Beautiful work Russ, thatks for sharing it with us.


----------



## PenWorks (Feb 12, 2006)

I allways wondered about the durability of that style. Seems like you solved that.
Very sharp .

I guess Mike will have to make a clipless / tipless []


----------



## pastorbill1952 (Feb 12, 2006)

Russ you are always going one step beyond the standard.  Great work & great idea, thanks for sharing.


----------



## Chuck Key (Feb 12, 2006)

> _Originally posted by RussFairfield_
> <br />
> 
> The only problem is that the pen has to be big enough at the tip to cover the metal tip. [/font=Comic Sans MS][/size=3]
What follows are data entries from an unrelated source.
PR #718, opened 2023-12-19
Copy file

Ananiev-Vitalii:


app/main.py
```diff
@@ -1 +1,6 @@
-# write your code here
+def copy_file(command: str) -> None:
+    file_r = command.split(" ")[1]
+    file_w = command.split(" ")[2]
```
EdAlekseiev, line 3: Don't call split twice. You can create separate variable for storing result of `split ` and use if where you need it. Also, `" "` is the default value for split
```suggestion
    file_r = command.split()[1]
    file_w = command.split()[2]
```

EdAlekseiev (changes requested):

PR #719, opened 2023-12-19
solve py-copy-file

zdmytryszyn:


app/main.py
```diff
@@ -1 +1,12 @@
-# write your code here
+def copy_file(command: str) -> None:
+    command = command.split()
+    file_to_copy_name = command[1]
+    new_file_name = command[2]
```
pavlejviki, line 4: Make sure you check that the cp input command is correct.

Check the length of the splitted command to make sure it consists of three parts. Better use unpacking instead of indexing

pavlejviki (changes requested):

app/main.py
```diff
@@ -1 +1,11 @@
-# write your code here
+def copy_file(command: str) -> None:
+    command = command.split()
```
pavlejviki, line 2: Check the length of the splitted command to make sure it consists of three parts

pavlejviki (changes requested):

PR #725, opened 2023-12-26
Solution

KwintDimon:


app/main.py
```diff
@@ -1 +1,7 @@
-# write your code here
+def copy_file(command: str) -> None:
+    cd, source_name, copy_name = command.split()
```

Chuck the tip up in a metal lathe and shave the flange down to the outside diameter of the brass tube.  Since that part is only brass, it may be possible with a wood lathe and a bit of finesse.

Awesome tip!  Thanks.

Chuckie


----------



## wdcav1952 (Feb 12, 2006)

Wow, Russ, I really like that look.  Thank you for sharing it with us.  That is about as classy a pen as I have seen.


----------



## Jim in Oakville (Feb 12, 2006)

Hi Russ,

It's great to see your work...I really like this design and I can see that the quiet class about it makes it a real winner!


----------



## vick (Feb 12, 2006)

> _Originally posted by PenWorks_
> <br />
> 
> I guess Mike will have to make a clipless / tipless []
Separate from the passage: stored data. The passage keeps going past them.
PR #727, opened 2024-01-02
Implemented "copy_file" function. However, I haven't found any tests in the forked directory for some reason...

raychw:
Implemented "copy_file" function. However, I haven't found any tests in the forked directory for some reason...

### DIFF
--- a/app/main.py
+++ b/app/main.py
@@ -1,1 +1,11 @@
-# write your code here
+def copy_file(command: str) -> None:
+    key_elements = command.split()
+
+    if key_elements[0] != "cp":
+        raise ValueError("Invalid command. Maybe you meant 'cp...'?")
+    if key_elements[1] == key_elements[2]:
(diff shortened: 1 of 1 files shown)


app/main.py
```diff
@@ -1 +1,11 @@
-# write your code here
+def copy_file(command: str) -> None:
+    key_elements = command.split()
```
```suggestion
   command_arguments= command.split()
```

app/main.py
```diff
@@ -1 +1,11 @@
...
+
+    if key_elements[0] != "cp":
+        raise ValueError("Invalid command. Maybe you meant 'cp...'?")
+    if key_elements[1] == key_elements[2]:
```
vasylhnatiuk, line 6: you must check if command has 3 argumenta before it.

vasylhnatiuk (changes requested):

Nah I don't was Russ to think I am stalking his designs.[]


----------



## RussFairfield (Feb 12, 2006)

I got a couple e-mails about how it was drilled, so here is the answer. This is about as much tutorial as you will get for now.

The kit is the Streamline from Berea, but only because I like the clip better than the standard SlimLine. 

The tip is pushed into the brass tube before it is glued into the wood. Then the tip is brought down to the same diameter as the tube with a file while spinning in the lathe. The gold plating is also removed to get a better bite with the glue.

The hole is drilled to the depth of the straight section on the tube with a 9/32" drill. I do this in the drill press so I can use the adjustable stop. Then the bottom of the hole is drilled with a bit that has been tapered to match the metal tip. This bit is also ground with a short straight nib on the end that matches the tip hole, about the same diameter as a #45 drill. This does all of the drilling at one time so all of the holes are lined up. This tapered bit is ground by hand on the tool grinder. This isn't an efficient drill, but it is good enough and it also works on plastic.

After the tube and tip are glued in with medium speed CA glue, the excess wood is trimmed back to expose the bottom of the #45 hole, and until there is no more than 1/32" of wood between the end of the blank and the metal tip.

The rest is easy after that. It is turned on a mandrel that has a spade ground on the end to grip the inside of the tip section that is held in place with the tail-center. The cap section in pushed against it from the other end with a stop collar that is used as an expanding bushing. Except for the expanding bushing and the tail-center replacing the nut, it is turned like any other pen. A pin-chuck held in a collet might be a better way to do it, but this works for me, and it is cheaper.


----------



## scubaman (Feb 12, 2006)

Nice looking pen, Russ!  Do you think thin wood over the embedded brass tip is substantially stronger than just wood, or is this more for dimensional control and stability?


----------



## RussFairfield (Feb 12, 2006)

My original attempts at this pen were with an all-wood tip and not having the brass inside of it. That made the wood the sole supporter of the extended writing point. I had three problems with them.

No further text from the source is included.